Online education startups globally have raised $4.89 billion from investors, surpassing 2019 with three months to go as the coronavirus pandemic has boosted learning from home and made it mainstream overnight.
Ed-tech startups have raised $4.89 billion across 377 rounds this year, the second highest amount in a year, but less than the $6.2 billion raised across 648 rounds in 2018, according to a report from CB Insights, a market intelligence platform.
Compared to this year, ed-tech startups raised $4.8 billion across 604 rounds in 2019. Despite the funding boom this year, there were only 377 rounds -- the lowest in four years -- indicating larger cheque sizes per startup, with winners raising an outsized portion of the total capital.
China’s Zuoyebang -- the country’s largest online learning platform for K12 (Kindergarten to Class 12) students -- raised $1.83 billion, the most by a single ed-tech startup this year, from investors such the SoftBank Vision Fund, Sequoia Capital and Qatar Investment Authority
India’s Byju’s is second, having raised $1.5 billion this year from Tiger Global Management, DST Global, Silver Lake Partners, among others.
Eight out of the 10 top-funded ed-tech players are from China, indicating the maturity and size of the market.
The most-funded startups are those that are using mobile-based tools, augmented reality or virtual reality in their products, and helping learners of all ages learn programming and other technological skills, the report said.
For example, Hong Kong-based SnapAsk lets students take a picture of their homework questions, uses artificial intelligence (AI) to understand the problem, and connects students to a tutor 24/7 via a mobile chat. India-based Doubtnut does something similar and is in talks to be acquired by Byju’s, according to media reports.

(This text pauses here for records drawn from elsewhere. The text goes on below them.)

PR #515, opened 2016-12-02
Allow custom schema names in the `table!` macro

### LINKED ISSUE #447: Add custom schema support
As discussed on gitter, I want to use custom schemas with diesel. I am using postgresql. My use case is that the tables I want to query on aren't in the `public` schema. For example, I want to query `schema_1.table_1` and `schema_1.table_2`, however currently, `infer_schema!` doesn't find them.

sgrif:
This does not add support for `infer_schema!` with tables on schemas
other than public, but it does lay the ground work by changing the
macros to support it. I removed the `name` function from the `Table`
trait, as any code that was using that function would be broken on
tables with custom schemas.

Partially fixes #447

### DIFF
--- a/CHANGELOG.md
+++ b/CHANGELOG.md
@@ -10,6 +10,18 @@ for Rust libraries in [RFC #1105](https://github.com/rust-lang/rfcs/blob/master/
 
 * Added support for SQL `NOT IN` using the `ne_any` method.
 
+* The `table!` macro now allows custom schemas to be specified. Example:
+
+  ```rust
+  table! {
+    schema_1.table_1 {
+      id -> Integer,
+    }
+  }
+  ```
+
+  The generated module will still be called `table_1`.
+
 ### Fixed
 
 * `#[derive(Identifiable)]` now works on structs with lifetimes
--- a/diesel/src/macros/mod.rs
+++ b/diesel/src/macros/mod.rs
@@ -19,9 +19,10 @@ macro_rules! __diesel_column {
 
         impl<DB> $crate::query_builder::QueryFragment<DB> for $column_name where
             DB: $crate::backend::Backend,
+            <$($table)::* as QuerySource>::FromClause: QueryFragment<DB>,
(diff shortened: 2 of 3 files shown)


sgrif:

CHANGELOG.md
```diff
@@ -6,6 +6,20 @@ for Rust libraries in [RFC #1105](https://github.com/rust-lang/rfcs/blob/master/
 
 ## [0.8.2] - 2016-11-22
 
+### Added
```
killercup: Did you mean to add this under a new "unreleased" h2?

diesel/src/macros/mod.rs
```diff
@@ -19,9 +19,10 @@ macro_rules! __diesel_column {
 
         impl<DB> $crate::query_builder::QueryFragment<DB> for $column_name where
             DB: $crate::backend::Backend,
+            <$($table)::* as QuerySource>::FromClause: QueryFragment<DB>,
         {
             fn to_sql(&self, out: &mut DB::QueryBuilder) -> $crate::query_builder::BuildQueryResult {
-                try!(out.push_identifier($($table)::*::name()));
+                try!($($table)::*.from_clause().to_sql(out));
```
killercup: Changing from just pushing the table name to using `QuerySource` is a nice refactoring.

diesel/src/macros/mod.rs
```diff
@@ -174,36 +175,44 @@ macro_rules! __diesel_column {
 #[macro_export]
 macro_rules! table {
     (
-        $name:ident {
-            $($column_name:ident -> $Type:ty,)+
+        $name:ident $body:tt
+    ) => {
+        table! {
+            public . $name (id) $body
```
killercup: ~~TIL~~ TIR (remembered): In macro token trees, whitespace around `.` and tokens don't matter (the same way they don't matter around `+`). Still reads weird though ;)

PR #516, opened 2016-12-03
Give a more helpful error on no-op updates

sgrif:
Prior to this commit, an update with no changes would generate invalid
SQL which would result in a database error. Even if the resulting error
were handled, the transaction would be aborted at that point, which may
not be desired. With this change, we provide a more useful error message
and don't risk aborting the current transaction.

### DIFF
--- a/diesel/src/query_builder/update_statement/mod.rs
+++ b/diesel/src/query_builder/update_statement/mod.rs
@@ -51,6 +51,11 @@ impl<T, U, V, DB> QueryFragment<DB> for UpdateStatement<T, U, V> where
     V: changeset::Changeset<DB>,
 {
     fn to_sql(&self, out: &mut DB::QueryBuilder) -> BuildQueryResult {
+        if self.values.is_noop() {
+            return Err("There are no changes to save. This \
+                       query cannot be built".into())
+        }
+
         out.push_sql("UPDATE ");
         try!(self.table.from_clause().to_sql(out));
         out.push_sql(" SET ");
--- a/diesel_tests/tests/update.rs
+++ b/diesel_tests/tests/update.rs
@@ -1,3 +1,5 @@
+use std::error::Error;
+
 use schema::*;
 use diesel::*;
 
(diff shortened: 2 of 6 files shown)


sgrif:

diesel_tests/tests/update.rs
```diff
@@ -257,3 +259,22 @@ fn struct_with_option_fields_treated_as_null() {
...
+    }
+
+    let connection = connection();
+    let changes = Changes { name: None, hair_color: None, };
+    let updated_rows = update(users::table).set(&changes).execute(&connection);
+
+    match updated_rows {
+        Ok(_) => panic!("noop update was expected to return an error"),
+        Err(e) => assert!(e.description().starts_with("There are no changes to save.")),
+    }
```
killercup: You can replace this match with an `unwrap` and adding `#[should_panic(expected = "There are no changes to save.")]` to the fn

diesel_tests/tests/update.rs
```diff
@@ -1,3 +1,5 @@
+use std::error::Error;
```
killercup: You probably don't need this anymore then

diesel/src/query_builder/update_statement/mod.rs
```diff
@@ -51,6 +51,11 @@ impl<T, U, V, DB> QueryFragment<DB> for UpdateStatement<T, U, V> where
     V: changeset::Changeset<DB>,
 {
     fn to_sql(&self, out: &mut DB::QueryBuilder) -> BuildQueryResult {
+        if self.values.is_noop() {
+            return Err("There are no changes to save. This \
+                       query cannot be built".into())
```
killercup: As this should be a cold path anyway (is `#[cold]` a thing?), you could create a more fancy error message like ```format!("There are no changes to be written to `{table}`. This query cannot be built.", table=self.table.from_clause())```

sgrif: Interesting idea. We'd need to run it through a query builder, but we have the debug query builder for that. I'm going to do it as a future refactoring.

sgrif:
CI failure is due to what appears to be a bug in the latest nightly

PR #518, opened 2016-12-05
Unify `InsertStatement` and `InsertQuery` into a single struct

sgrif:
I'm working on adding support for batch insert on SQLite, and fixing the
insert empty slice bug (#384). My approach is to override `ExecuteDsl`
and `LoadDsl` at the point where `InsertStatement` currently lives.
I expect that we'll have `into` perform some polymorphic dispatch to get
back either a `SingleInsertStatement` or `BatchInsertStatement`. If we
also have `InsertQuery` on top of that, the amount of redundant structs
and impls will get quite large. This change should make that refactoring
much easier.

I also took this opportunity to make sure our compile tests were up to
snuff around this, and made sure that the tests failed in the expected
fashion when I introduced some mistakes as part of this refactor.

### DIFF
--- a/diesel/src/query_builder/insert_statement.rs
+++ b/diesel/src/query_builder/insert_statement.rs
@@ -1,9 +1,10 @@
-use backend::{Backend, SupportsReturningClause};
+use backend::Backend;
 use expression::{Expression, SelectableExpression, NonAggregate};
 use persistable::{Insertable, InsertValues};
 use query_builder::*;
 use query_source::Table;
 use result::QueryResult;
+use super::returning_clause::*;
 
 /// The structure returned by [`insert`](fn.insert.html). The only thing that can be done with it
 /// is call `into`.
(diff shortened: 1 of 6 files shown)


sgrif:

diesel/src/query_builder/insert_statement.rs
```diff
@@ -73,23 +79,26 @@ impl<T, U, Op, DB> QueryFragment<DB> for InsertStatement<T, U, Op> where
...
     }
 }
 
+impl<T, U, Op, Ret> Query for InsertStatement<T, U, Op, ReturningClause<Ret>> where
+    Ret: Expression + SelectableExpression<T> + NonAggregate,
+{
+    type SqlType = Ret::SqlType;
+}
+
 impl<T, U, Op> InsertStatement<T, U, Op> {
```
killercup: This is the magic right here, isn't it? As this assumes the default type param for `Ret` it is only implemented for `NoReturningClause`, right? And thus not implemented once you called `returning`. Do you want to explicitly write `NoReturningClause` here and maybe add a short doc comment before the impl to explain this?

sgrif: Yeah, that's why this works. Though the reason I added the default type parameter is because `NoDefaultClause` is a voldemort type from outside this crate, and we have some test code that references `InsertStatement` that needed to keep working (at least temporarily). I'll probably add a default for `Op` as well

killercup: Yeah I understand using the default type param you don't need to expose it publicly. I was just asking to make it more explicit in this impl :)

sgrif: Yeah, I will in a few once I'm done with this other branch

The COVID-19 pandemic has made online learning necessary, and startups are innovating to make the experience as immersive as possible, even if it is virtual by trying to recreate the offline experience, by using the scale that the internet provides. This involves text-based learning, live quizzes, gamifying learning, and weaving storytelling into the process.For example, US-base ZSpace uses AR/VR for educational and technical skills development, such as for workers to practice assembly or disassembly of parts for preventive maintenance at advanced manufacturing facilities. Similarly, Y-Combinator funded Arist provides text message-based learning and claims a course completion rate of 94 percent, being particularly popular among Gen-Z and millennial learners.